There’s also another way to look at this too. Sometimes new members of Congress are not new to politics. I have seen this with people who first run for a local office, and then they’re running for a county commission. Then they’re running for their state legislature, and then they’re running for their state Senate. And then they work their way up to the-to the US Congress.
These are people that our whole lives who have had their sights set on being professional politicians. I don’t find a reservoir of principle in people whose goal was to make it to be a professional politician. Now I can’t sit here and say, “Well, no, absolutely. Anyone who runs for office is a crook.” Because I just ran for office this year. I’d be calling myself a crook.
Apparently I’m not very good at telling people, everybody what they’d like to hear, because I lost. I was running for city council in the town I live in. But this is a whole different conversation we get into about to congressional term limits. That would end the cycle of doing what donors want to get donors money to get the campaign contributions, to run your ads, and to get reelected. But yeah, the card is on the table. I am a little bit cynical in the motives of most career politicians, and what they would like to do.
Dr. Gary Deel: I’m glad you brought your own experience running for political office, because I think that’s helpful context. But if we pivot to then a solution to the problem that we are clearly pointing to it is that term limits, is that one of the remedies to fix the complicated problems of our system? Do you think that that would make things better? Because some would argue that creates more problems than it solves.
Dr. Tom Kelly: I’ve heard the arguments about how important it is to have experienced politicians. I don’t find that a convincing argument that we need people who know really well how the DC system works.
Congress was never meant to be a place where people stayed their entire lives. It was supposed to be temporary service. And then you left and it was somebody else’s turn. A government by the citizens, not by the professional leaders.
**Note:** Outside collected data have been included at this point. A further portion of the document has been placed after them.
PR #1931, opened 2026-03-12
doc: terminology: Specify that URIs follow RFC3986

A6GibKm:
The OpenURI and DynamicLauncher portals call g_uri_is_valid, as per GUris docs:

> Note that the scope of GUri is to help manipulate URIs in various
> applications, following RFC 3986. In particular, it doesn’t intend to
> cover web browser needs, and doesn’t implement the WHATWG URL
> standard.

One thing to note, however, is that other portals like the wallpaper portal also take URIs as input but there is no validation on xdp's side and saying that all URIs follow this spec might over over-restrictive. An alternatively would be to reference the RFC when actually is used in the two examples above.


swick:
Thanks!

PR #1933, opened 2026-03-16
doc: Add docs for reviewing xdp code

swick:
The intent is that those files should be useful for humans and LLM agents at the same time.

This is an experiment, and keeping those files up-to-date will require some work and the value of them is not entirely clear. Still worth a try in my opinion.

### DIFF
--- a/doc/reviewing/API_DESIGN.md
+++ b/doc/reviewing/API_DESIGN.md
@@ -1,0 +1,538 @@
+# D-Bus API Design and Compatibility
+
+XDG Desktop Portal exposes two distinct D-Bus APIs with different compatibility
+requirements. Understanding which API you're changing is critical for
+determining compatibility constraints.
+
+## The Two APIs
+
+### Frontend API (org.freedesktop.portal.*)
+
+**What it is:**
+- D-Bus interface between **applications** and **xdg-desktop-portal**
+- Exposed at bus name `org.freedesktop.portal.Desktop`
+- Used by thousands of sandboxed applications (Flatpak, Snap, etc.)
+
+**Who uses it:**
+- Applications installed on user systems
+- Applications that won't all update simultaneously
+- Third-party apps outside system control
+
+**Compatibility requirement: MUST be backwards compatible**
+- Applications depend on these interfaces working forever
+- Must not break existing apps with portal updates
+- Must support old and new clients simultaneously
+
+**Example interfaces:**
+- `org.freedesktop.portal.FileChooser`
+- `org.freedesktop.portal.Screenshot`
+- `org.freedesktop.portal.Clipboard`
+
+### Backend/Impl API (org.freedesktop.impl.portal.*)
+
+**What it is:**
+- D-Bus interface between **xdg-desktop-portal** and **backend implementations**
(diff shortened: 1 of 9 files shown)


doc/reviewing/API_DESIGN.md
```diff
@@ -0,0 +1,538 @@
...
+- `xdp_get_portal_call_fd()`
+- `XdpRequest`, `XdpSession` structures
+
+## Frontend API Compatibility Rules
+
+These rules apply to `org.freedesktop.portal.*` interfaces.
+
+### Absolute Rules (NEVER Break)
+
+#### 1. Cannot Remove or Rename Existing Methods
```
whot: I'd go with "must not" in all these which is stronger than "cannot" (which has the ambiguity of "technically we can!")

doc/reviewing/API_DESIGN.md
```diff
@@ -0,0 +1,538 @@
...
+### ✅ Using Options for New Parameters
+
+```xml
+<!-- CORRECT - old clients work, new clients can use new feature -->
+<method name="OpenFile">
+  <arg type="s" name="parent_window" direction="in"/>
+  <arg type="a{sv}" name="options" direction="in"/>
+  <!-- new_parameter goes in options with default -->
+</method>
+```
```
whot, line 480: bit odd that checkboxes of things to do are in "common mistakes"

doc/reviewing/SECURITY.md
```diff
@@ -0,0 +1,397 @@
...
+│  - Limited filesystem access            │                   │
+│  - No direct hardware access            │                   │
+│  - Restricted system calls              │                   │
+│  - Must use portals for privileged ops  │                   │
+│                                         │                   │
+│  ┌──────────────────────────────────┐   │                   │
+│  │  Application uses D-Bus API:     │   │                   │
+│  │  org.freedesktop.portal.Desktop  │   │                   │
+│  └──────────────────────────────────┘   │                   │
+└─────────────────────────────────────────────────────────────┘
```
whot, line 54: dunno if this is just github's rendering but the `|` on the right are not well-aligned

whot (approved):
a few minor nitpicks but i think this is a pretty good start, thanks

tytan652:
~~Feel free to mark it as off-topic, but I would have preferred a ban on AI/LLM tools (alike to some GNOME projects).~~

tytan652:
I think before merging this, the AI policy of the project needs to be discussed (and not implicitly decided by one committer with an `AGENTS.md`).

https://github.com/flatpak/xdg-desktop-portal/pull/1963#issuecomment-4236579722:
> If anyone want to add a LLM policy, it needs consensus from committers.

I think this PR falls under the same consensus requirement.

swick:
I don't see why documentation on what we consider good practices for reviewing code requires a policy on LLM generated content, and neither do I see why an AGENTS.md file does. All of those things can be useful no matter if you use LLMs to generate content or not.

tytan652:
All the actual contributor documentation is in RST alongside of the rest of doc (which turns into the documentation website, even the CONTRIBUTING.md redirects to it).

With that in mind, it can make the choice of markdown look like it is mainly related to be used alongside the AGENTS.md.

When I hear we’re talking about our leaders in DC, I don’t know how we got to that point because they’re supposed to be public servants. They’re supposed to be members of the American populace who are temporarily serving in this capacity and they no longer are. There are people who come from middle class to upper middle class backgrounds as attorneys, and retire from Congress, 25 years later, multimillionaires on salaries of six figures a year.
So would term limits fix that? They could, but it depends. It depends on what type of limits we have. Some of the ones I’ve seen proposed are a maximum of 12 years in the House. And then a maximum of 12 years in the Senate. Well, we’re talking about somebody still serving over two decades in Congress at that point, continuously looking for reelection.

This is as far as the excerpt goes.